As he said, the laws have changed. You can't use a 3 prong plug because you could (obviously) only use 3 conductors...and you have to use 4.


----------



## bgoldie (May 6, 2007)

I know that your not supposed to use the 3 wire but I was going to and need to know if Lowes sold me the wrong wire?


----------



## jproffer (Mar 12, 2005)

At the risk of repeating myself...you need to use a 4 prong plug and go get the correct cable for that plug...3 (#6) with 1 (#10). 

Can't speak for everyone else, but if you're not going to do it right, then I'm not going to help you do it wrong. You're on your own...good luck.


----------



## jwhite (Mar 12, 2006)

Yes lowes sold you the wrong wire, and as jproffer has said, we are not going to tell you how to do the work unsafely, or illegally.

If you did specify range wire, when you bought the wire, then take it back for replacement. While you are there get a four prong range receptcle and four prong range cord.

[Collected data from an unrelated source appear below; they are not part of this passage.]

PR #127, opened 2021-08-09
273 pre-inspection e2e tests

danieldunderfelt:
Closes https://github.com/HSLdevcom/bultti/issues/273

- Fix existing authentication tests
- Add basic tests for creating and publishing pre-inspections
- Add required testId stuff and custom Cypress commands

PR #128, opened 2021-08-10
432 post inspection e2e tests

danieldunderfelt:
Closes HSLdevcom/bultti#432

Basic E2E tests for post-inspections. Based on the pre-inspection tests. Includes fixes and updates. Based on the branch for PR #127 so merge that one first.

Server PR: https://github.com/HSLdevcom/bultti/pull/435


Divinare (changes requested):
A couple of things:

1) I noticed a problem; if I run post_inspection_publish tests, for example "Can revert sanctionable post-inspection to draft", it throws an error:

duplicate key value violates unique constraint "PK_0065efe666665a68166525b637c"


2) The tests seem to create multiple post inspections as i'm running the tests. I would want it to open an existing postInspection if one is available


3) Also notified that currently teasts can't create inspections if "Remove inspections" button is clicked. This should be fixed here: https://github.com/HSLdevcom/bultti/issues/430

danieldunderfelt:
> The tests seem to create multiple post inspections as i'm running the tests. I would want it to open an existing postInspection if one is available

This is how it should work.

Divinare (approved):
Tests seem to work now as contracts and procurementUnits get removed properly! LGTM

PR #134, opened 2021-08-18
User can now be removed from dev page. Also user.role = blocked does not exist anymore

Divinare:
Closes https://github.com/HSLdevcom/bultti/issues/449

BE PR: https://github.com/HSLdevcom/bultti/pull/450

### DIFF
--- a/src/util/userRoles.ts
+++ b/src/util/userRoles.ts
@@ -44,7 +44,6 @@ export function hasAccessRights({
     // If all roles are allowed, check that user role exists. If the user is an operator user,
     // ensure that it has access to the operatorId.
     allowedRoles === 'all' &&
-    user.role !== null &&
     // Either the user is not an operator user...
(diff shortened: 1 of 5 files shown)


src/util/userRoles.ts
```diff
@@ -41,10 +41,10 @@ export function hasAccessRights({
   }
 
   if (
-    // If all roles are allowed, check that the user is not blocked. If the user is an operator user,
+    // If all roles are allowed, check that user role exists. If the user is an operator user,
     // ensure that it has access to the operatorId.
     allowedRoles === 'all' &&
-    user.role !== UserRole.Blocked &&
+    user.role !== null &&
```
danieldunderfelt, line 47: Maybe a bit unnecessary if the role is not nullable.

danieldunderfelt (changes requested):
Small role nullability change, then LGTM!

PR #136, opened 2021-08-25
427 contract refactor

danieldunderfelt:
Closes HSLdevcom/bultti#427

Server PR: https://github.com/HSLdevcom/bultti/pull/466

Remove redundant code and update schema. Add contract assignment to procurement unit config form.


src/text/fi.json
```diff
@@ -38,7 +38,9 @@
   "average": "Keski-arvo",
   "selectAll": "Valitse kaikki",
   "allSelected": "Kaikki valittu",
+  "edited": "Muokattu",
   "procurementUnits": "Kilpailukohteet",
+  "contract": "Sopimusehdot",
```
Divinare, line 43: There was already "contracts": "Sopimusehdot" ^^

Divinare (changes requested):
Looks good, some issues found during testing:

1) Remove test data button doesn't work...
Not sure if it's just me or what's the reason... Well, i'm happy as long as it works for every1 else. Before merging though, I want to be able to remove & create test data in this PR

2) It was forgotten to attach contracts to procurementUnits of testData

3) As I try to remove contract that is being attached to a procurementUnit, I get an error:
update or delete on table "contract" violates foreign key constraint "FK_d9203ebfe3159eb73db72ec667c" on table "procurement_unit"

Shouldn't it work? I think it should. BUT we should prevent removing contracts that are used in inspections, so we need the method guardContractBeingUsedInPreInspection() back that was removed from BE (idea: guard so that even if used in DRAFT inspection, you can't remove?)

4) The form's field jump so that it's quite annoying (static fields are in different spot than editable fields)
Solution: add static text field "Maksimi keski-ikä optiokorotuksilla" and also add static text field of showing currently active "Sopimusehdot"

5) As logged in as Operator or HSL user, i wasn't able to open contracts. Was just seeing a list of juicy buttons but clicking them did nothing at page http://localhost:3001/contract
---> Shouldn't contracts be read only for HSL User? Also Operator might want to see contracts that are currently being applied to procurementUnits of that operator
However I can see the point of hiding contracts from operators; if one accidentally places a wrong contract, suddently the operator can see it.
BUT, should contracts be at least read-only visible for HSL users?

PR #140, opened 2021-09-08
491 fix remove unit option

Divinare:
Closes https://github.com/HSLdevcom/bultti/issues/491

BE PR: https://github.com/HSLdevcom/bultti/pull/504

Also added E2E to test this. Had to also fix a render bug; not showing things if loader is on the screen (otherwise form data is bugged and E2E tests fail)


karppanenr:
OK

PR #141, opened 2021-09-08
456 logging in fixes

Divinare:
Closes https://github.com/HSLdevcom/bultti/issues/456

* First problem solution: remove auth token from clear local storage if login fails so that user does not have to manually reset application memory from browser's console. Hopefully this solves the problem.
* So the second problem was that when logging in and code param started with a number, isNumber thought that the string was a number and tried to parse it. The fix for isNumber check taken from here:
https://stackoverflow.com/a/50376498/4282381


karppanenr:
OK

PR #143, opened 2021-09-23
490 Keski-iän pyöristämisen selvitys

karppanenr:
Closes https://github.com/HSLdevcom/bultti/issues/490

Changed the rounding method to the general round half up method.


Divinare:
Review ok!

Once you have all the parts, feel free to post back and we can help you regarding how to properly wire them.


----------



## NateHanson (Apr 15, 2007)

What other types of outlets does the 3-conductor rule change apply to? I know electric dryers require 3-wire, and ranges. Are there others? 

Is it only appliances that have both 110 and 220V aspects to them? (110V oven light, and 220V elements, for example?)


----------



## jproffer (Mar 12, 2005)

One of the pros can verify it, but I think that's right Nate. What I call a "clean" 220 (no 110 items within) does not need a nuetral.


----------



## jwhite (Mar 12, 2006)

What we are talking about is the elimination of an exception.

Grounds and neutrals have always had to be kept seperate from the service enterance point on.

There was an exception for ranges and dryers that allowed the ground and neutral to be on the same wire under certain circumstances.

That exception has gone away.

If the appliance has not neutral, then the exception was never an issue so nothing at all has changed.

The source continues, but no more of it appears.